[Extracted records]
*** Block opens ***

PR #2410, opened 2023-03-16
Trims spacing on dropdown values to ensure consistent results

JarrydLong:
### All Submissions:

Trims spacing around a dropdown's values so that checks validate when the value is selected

*** Block closes ***
*** Block opens ***

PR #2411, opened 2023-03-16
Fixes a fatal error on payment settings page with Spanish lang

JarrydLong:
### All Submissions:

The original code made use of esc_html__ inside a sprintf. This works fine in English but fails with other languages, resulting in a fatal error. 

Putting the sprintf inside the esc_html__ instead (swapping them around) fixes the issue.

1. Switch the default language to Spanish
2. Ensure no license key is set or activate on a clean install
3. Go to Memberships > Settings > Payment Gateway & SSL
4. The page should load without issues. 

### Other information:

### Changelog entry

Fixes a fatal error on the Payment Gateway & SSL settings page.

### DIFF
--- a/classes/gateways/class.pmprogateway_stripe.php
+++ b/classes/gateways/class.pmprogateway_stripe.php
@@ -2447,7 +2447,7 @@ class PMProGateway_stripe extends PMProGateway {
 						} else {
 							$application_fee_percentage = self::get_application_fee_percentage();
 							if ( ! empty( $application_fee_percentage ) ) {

*** Block closes ***

= About this exercise =
Using the records above, restate word for word the lines from the one with "PR #2410, opened 2023-03-16" through the one with "Trims spacing around", both included.

= Task result =
PR #2410, opened 2023-03-16
Trims spacing on dropdown values to ensure consistent results

JarrydLong:
### All Submissions:

Trims spacing around a dropdown's values so that checks validate when the value is selected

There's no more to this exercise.